Task to carry out - Nothing but the lines from the start of the records through the line that contains "Design for Wireless" is to be copied, and each is to be copied exactly.

Data supplied -
PR #7894, opened 2025-06-13
🎨 [Frontend] Account request form: adapt defaults

odeimaiz:
## What do these changes do?

**Context**:
"""
In fields like "Application", users who don't make a choice end up with "Antenna design...". So POs are not actually able to distinguish users who actually chose "Antenna design..." from those who haven't chosen anything. An alternative would be to add a choice "Other" or "Not specified" and set this as default.

Same goes for "How did you hear about us?". Here we can easily change the default to "Other".
"""

This PR changes the default options in S4L's request account form. 
- ``Application``: "Antenna Design for Wireless Communication" -> "Other"
- ``Hear Options``: "Search Engine" -> "Other"

NewDefaults

## Related issue/s
- closes https://github.com/ITISFoundation/osparc-issues/issues/1384


eofli (approved):
Thanks Odei.

sanderegg (approved):

GitHK (approved):

Issue #7682, opened 2025-05-15
🚀 Release v1.83.0


YuryHrytsuk:
### Release version

1.83.0

### Commit SHA

474fdfd2c189e8c173ef104792da8d5c17d753ef

### Previous pre-release

https://github.com/ITISFoundation/osparc-simcore/releases/tag/staging_Engage4

### Planned date

24th June, 2025

### Did the commit CI suceeded?

- [x] The commit CI succeeded.

### Motivation

- Regular sprint release

### Changes
* https://github.com/ITISFoundation/osparc-simcore/pull/7643 by @odeimaiz
* https://github.com/ITISFoundation/osparc-simcore/pull/7645 by @sanderegg
* https://github.com/ITISFoundation/osparc-simcore/pull/7648 by @matusdrobuliak66
* https://github.com/ITISFoundation/osparc-simcore/pull/7621 by @sanderegg
* https://github.com/ITISFoundation/osparc-simcore/pull/7649 by @sanderegg
* https://github.com/ITISFoundation/osparc-simcore/pull/7650 by @sanderegg
* https://github.com/ITISFoundation/osparc-simcore/pull/7647 by @odeimaiz
* https://github.com/ITISFoundation/osparc-simcore/pull/7653 by @odeimaiz
* https://github.com/ITISFoundation/osparc-simcore/pull/7657 by @bisgaard-itis
* https://github.com/ITISFoundation/osparc-simcore/pull/7656 by @matusdrobuliak66
* https://github.com/ITISFoundation/osparc-simcore/pull/7662 by @giancarloromeo
* https://github.com/ITISFoundation/osparc-simcore/pull/7663 by @sanderegg
* https://github.com/ITISFoundation/osparc-simcore/pull/7658 by @odeimaiz
* https://github.com/ITISFoundation/osparc-simcore/pull/7661 by @matusdrobuliak66
* https://github.com/ITISFoundation/osparc-simcore/pull/7670 by @sanderegg
* https://github.com/ITISFoundation/osparc-simcore/pull/7671 by @sanderegg
* https://github.com/ITISFoundation/osparc-simcore/pull/7664 by @odeimaiz
* https://github.com/ITISFoundation/osparc-simcore/pull/7672 by @odeimaiz
* https://github.com/ITISFoundation/osparc-simcore/pull/7673 by @odeimaiz
* https://github.com/ITISFoundation/osparc-simcore/pull/7669 by @matusdrobuliak66
[...]

PR #7899, opened 2025-06-13
🎨 Add fallback traefik 503 routes 🚨⚠️ DEVOPS

YuryHrytsuk:
## What do these changes do?
Add fallback routes that will take effect once main services (e.g. webserver is not in `running` state). This fallback routes will trigger 503 traefik default response which is a proper response when simcore service is not in `running` state.

By default traefik removes configuration of services that are not in running state (this leads to `404`) https://github.com/traefik/traefik/issues/7842

image

## Next steps
Ship relevant html / json content back to users. We need to discuss what is proper content and in which scenarios we need to serve it.

## Implementation details
https://doc.traefik.io/traefik/providers/swarm/#allowemptyservices traefik configuration setting was tested but had no effect as reported in https://github.com/traefik/traefik/issues/11827

We don't have traefik healthcheck for `simcore traefik`. Since we need to introduce healthcheck per traefik-service and simcore traefik defines multiple of those, introducing extra 3 calls on traefik service might be an overkill. It is not clear is this healthcheck makes sense in general as it runs against traefik itself :shrug: 

## Related issue/s
* https://github.com/ITISFoundation/osparc-ops-environments/issues/218

## Related PR(s)
* https://github.com/ITISFoundation/osparc-ops-environments/pull/950
  - Define fallback routes for `invitaitons` service as its traefik config lives in `ops` repo
  - Defines fallback routers for `simcore traefik` (this routes configure `ops traefik`)

## How to test
Scale exposed simcore service (e.g. `webserver` to `0` replicas). Open platform in browser and ensure you get `503` error with `Unavailable service` message (instead of `404 not found`)

## Dev-ops
- [x] No changes  ENV


services/docker-compose.yml
```diff
@@ -1452,6 +1455,62 @@ services:
       - default
       - interactive_services_subnet # for legacy dynamic services
 
+  # use to define fallback routes for simcore services
+  # if docker healthcheck fails, container's traefik configuration is removed
+  # leading to 404 https://github.com/traefik/traefik/issues/7842
+  #
+  # use fallback routes to return proper 503 (instead of 404)
+  # this service must be running at all times
+  traefik-configuration-placeholder:
```
pcrespov, line 1464: - so if i get this right, when any of the services above are unhealthy, traefik reroutes to thisone but this has not server so how does it return a 503? I am not sure about the last part.

- This service does not even define a healthcheck, does this has an impact?

mrnicegyu11 (approved):
🚀 🪨 

comment see parent PR https://github.com/ITISFoundation/osparc-ops-environments/pull/950#pullrequestreview-2930993404

YuryHrytsuk:
@Mergifyio queue

YuryHrytsuk:
Do not merge before https://github.com/ITISFoundation/osparc-simcore/issues/7682 is out

PR #7900, opened 2025-06-13
🎨 Require parent info headers when running function

### LINKED ISSUE #7846: Wire parent information through `function` api

### Which deploy/s?

_No response_

### Current Behavior

In order for users to be able to make sense of the billing information they can see, we need to pass the parent information (i.e. which project/service is triggering the function runs) via the function api.

### Expected Behavior

_No response_

### Steps To Reproduce

_No response_

### Anything else?

_No response_

bisgaard-itis:
## What do these changes do?
- Require that parent info headers are specified when running function or map via the api-server. I want to require the headers are there, but need to allow them to be `null` in case there is no parent (e.g. when testing via the swagger view). The way I was able to achieve this was by introduce a `NullString` string. This is a bit similar to the `UnSet` from @pcrespov.

## Related issue/s

- closes #7846


sanderegg (approved):
Just wondering about one thing.
If you want to make it required, I think there is a null UUID which is 
`00000000-0000-0000-0000-000000000000`

```python
import uuid
null_uuid = uuid.UUID(int=0)
# or
str(uuid.UUID(int=0))  # '00000000-0000-0000-0000-000000000000'
```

Task answer -
PR #7894, opened 2025-06-13
🎨 [Frontend] Account request form: adapt defaults

odeimaiz:
## What do these changes do?

**Context**:
"""
In fields like "Application", users who don't make a choice end up with "Antenna design...". So POs are not actually able to distinguish users who actually chose "Antenna design..." from those who haven't chosen anything. An alternative would be to add a choice "Other" or "Not specified" and set this as default.

Same goes for "How did you hear about us?". Here we can easily change the default to "Other".
"""

This PR changes the default options in S4L's request account form. 
- ``Application``: "Antenna Design for Wireless Communication" -> "Other"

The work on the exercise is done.